### Assignment
Your task is to retype the listing word for word.

### Entries provided

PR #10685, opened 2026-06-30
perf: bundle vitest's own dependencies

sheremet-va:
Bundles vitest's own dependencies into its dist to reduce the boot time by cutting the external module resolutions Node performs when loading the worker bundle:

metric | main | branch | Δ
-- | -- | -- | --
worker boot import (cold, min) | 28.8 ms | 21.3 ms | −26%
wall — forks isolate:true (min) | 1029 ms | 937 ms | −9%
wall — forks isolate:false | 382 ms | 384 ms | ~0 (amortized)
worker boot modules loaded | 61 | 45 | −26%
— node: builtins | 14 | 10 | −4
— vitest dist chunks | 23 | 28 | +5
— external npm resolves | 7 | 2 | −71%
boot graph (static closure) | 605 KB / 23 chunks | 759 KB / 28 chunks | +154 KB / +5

### Reply
PR #10685, opened 2026-06-30
perf: bundle vitest's own dependencies

sheremet-va:
Bundles vitest's own dependencies into its dist to reduce the boot time by cutting the external module resolutions Node performs when loading the worker bundle:

metric | main | branch | Δ
-- | -- | -- | --
worker boot import (cold, min) | 28.8 ms | 21.3 ms | −26%
wall — forks isolate:true (min) | 1029 ms | 937 ms | −9%
wall — forks isolate:false | 382 ms | 384 ms | ~0 (amortized)
worker boot modules loaded | 61 | 45 | −26%
— node: builtins | 14 | 10 | −4
— vitest dist chunks | 23 | 28 | +5
— external npm resolves | 7 | 2 | −71%
boot graph (static closure) | 605 KB / 23 chunks | 759 KB / 28 chunks | +154 KB / +5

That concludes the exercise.